As above these properties can be expressed in mixed case with spaces and underscores inserted for readability. They can be used in the same way as any Unicode property name.

Example Unicode Sets

Here are a few examples of sets. Although elements of the syntax appear similar to regular expressions, unicode sets only expresses one or more ranges of unicode codepoints.

PatternDescription
[a-z]The lower case letters a through z
[abc123]The six characters a,b,c,1,2 and 3
[\p{Letter}]All characters with the Unicode General Category of Letter

String Values

In addition to being a set of characters (of Unicode code points), a UnicodeSet may also contain string values. Conceptually, the UnicodeSet is always a set of strings, not a set of characters, although in many common use cases the strings are all of length one, which reduces to being a set of characters.

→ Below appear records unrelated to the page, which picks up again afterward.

PR #795, opened 2021-05-20
modelcache: Add read and write endpoints to Redis (PROJQUAY-1939)

syed:
Adds `read_client` and `write_client` for Redis ModelCache to seperate out read
and write calls to separate on endpoints

### DIFF
--- a/data/cache/__init__.py
+++ b/data/cache/__init__.py
@@ -38,18 +38,16 @@ def get_model_cache(config):
         return cache
 
     if engine == "redis":
-        host = cache_config.get("host", None)
-        if host is None:
-            raise Exception("Missing `host` for Redis model cache configuration")
+        primary_config = cache_config.get("primary", None)
+        replica_config = cache_config.get("replica", None)
+
+        if not primary_config or primary_config.get("host") is None:
+            raise Exception("Missing `primary_host` for Redis model cache configuration")
 
         return RedisDataModelCache(
             cache_config,
-            host=host,
-            port=cache_config.get("port", 6379),
-            password=cache_config.get("password", None),
-            db=cache_config.get("db", 0),
-            ca_cert=cache_config.get("ca_cert", None),
-            ssl=cache_config.get("ssl", False),
+            primary_config=primary_config,
+            replica_config=replica_config,
         )
 
     raise Exception("Unknown model cache engine `%s`" % engine)
--- a/data/cache/impl.py
+++ b/data/cache/impl.py
@@ -246,33 +246,44 @@ class RedisDataModelCache(DataModelCache):
     def __init__(
         self,
         cache_config,
-        host="127.0.0.1",
-        port=6379,
-        password=None,
-        db=0,
-        ca_cert=None,
-        ssl=False,
+        primary_config,
+        replica_config=None,
     ):
         super(RedisDataModelCache, self).__init__(cache_config)
-        self.client = StrictRedis(
-            host=host,
-            port=port,
-            password=password,
-            db=db,
-            ssl_ca_certs=ca_cert,
-            ssl=ssl,
+        self.write_client = StrictRedis(
+            host=primary_config.get("host"),
+            port=primary_config.get("port"),
+            password=primary_config.get("password"),
+            db=primary_config.get("db"),
+            ssl_ca_certs=primary_config.get("ca_certs"),
+            ssl=primary_config.get("ssl"),
             socket_connect_timeout=1,
             socket_timeout=2,
             health_check_interval=2,
         )
 
+        if not replica_config:
+            self.read_client = self.write_client
+        else:
+            self.read_client = StrictRedis(
+                host=replica_config.get("host"),
+                port=replica_config.get("port"),
+                password=replica_config.get("password"),
+                db=replica_config.get("db"),
+                ssl_ca_certs=replica_config.get("ca_certs"),
+                ssl=replica_config.get("ssl"),
+                socket_connect_timeout=1,
+                socket_timeout=2,
+                health_check_interval=2,
+            )
+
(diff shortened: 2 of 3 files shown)


data/cache/impl.py
```diff
@@ -244,19 +244,32 @@ class RedisDataModelCache(DataModelCache):
...
+            self,
+            cache_config,
+            read_host="127.0.0.1",
+            read_port=6379,
+            write_host="127.0.0.1",
+            write_port=6379,
+            password=None,
+            db=0,
+            ca_cert=None,
+            ssl=False,
```
kleesc, line 256: The replica may have different config value for these parameters?

data/cache/impl.py
```diff
@@ -244,19 +244,32 @@ class RedisDataModelCache(DataModelCache):
...
-        host="127.0.0.1",
-        port=6379,
-        password=None,
-        db=0,
-        ca_cert=None,
-        ssl=False,
+            self,
+            cache_config,
+            read_host="127.0.0.1",
+            read_port=6379,
```
kleesc, line 250: These new values should also be added to the default config.

kleesc (changes requested):

kleesc (changes requested):

data/cache/impl.py
syed: I don't think the replica can have a different password or DB. Not sure about CA cert but I'd don't see a use case where we will have a different CA for primary and replica

data/cache/impl.py
syed: The `config.py` has the Memcache settings. Can we add this without causing any issues?

data/cache/__init__.py
```diff
@@ -38,14 +38,17 @@ def get_model_cache(config):
         return cache
 
     if engine == "redis":
-        host = cache_config.get("host", None)
-        if host is None:
-            raise Exception("Missing `host` for Redis model cache configuration")
+        read_host = cache_config.get("read_host", None)
+        write_host = cache_config.get("write_host", None)
+        if read_host is None or write_host is None:
```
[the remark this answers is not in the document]
syed: 👍

data/cache/impl.py
syed: i've added these settings in the enhancement repo https://github.com/quay/enhancements/pull/8

data/cache/impl.py
kleesc: Not sure about passwords, but I'm assuming if a replica can be setup on a separate/completely different host, it should be able to have a separate cert for validation.
We should create a wrapper around the separate configs instead (maybe a namedtuple):
```
_RedisConfig = namedtuple("_RedisConfig", ["host", "port", "password", ...])
```

data/cache/impl.py
kleesc: If you add/change config values, defaults should be set/updated in `config.py`.

kleesc: See https://github.com/quay/quay/blob/master/config.py

kleesc: For example, with some of the host key name changes, the values in `config.py` are no longer valid.

data/cache/impl.py
syed: `redis-py` supports single host config only. We would never pass more than 2 hosts to the Redis ModelCache. It's simple if we just pass them via the constructor

data/cache/impl.py
kleesc: Nevermind, the default uses memcached

data/cache/__init__.py
```diff
@@ -38,18 +38,16 @@ def get_model_cache(config):
         return cache
 
     if engine == "redis":
-        host = cache_config.get("host", None)
-        if host is None:
-            raise Exception("Missing `host` for Redis model cache configuration")
+        primary_config = cache_config.get("primary_config", None)
+        replica_config = cache_config.get("replica_config", primary_config)
```
kleesc, line 42: nit: remove the `_config` suffix from the config key.
The final config should look like:
```
{
  "engine":  "redis",
  "primary": {
    ...
  }
  "replica": {
    ...
  }
}
```

kleesc (changes requested):

data/cache/impl.py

This concept can be confusing when first encountered, probably because similar set constructs from other environments (regular expressions) can only contain characters.

Unicode Set Patterns

Patterns are a series of characters bounded by square brackets that contain lists of characters and Unicode property sets. Lists are a sequence of characters that may have ranges indicated by a '-' between two characters, as in "a-z". The sequence specifies the range of all characters from the left to the right, in Unicode order. For example, [a c d-f m] is equivalent to [a c d e f m]. Whitespace can be freely used for clarity as [a c d-f m] means the same as [acd-fm].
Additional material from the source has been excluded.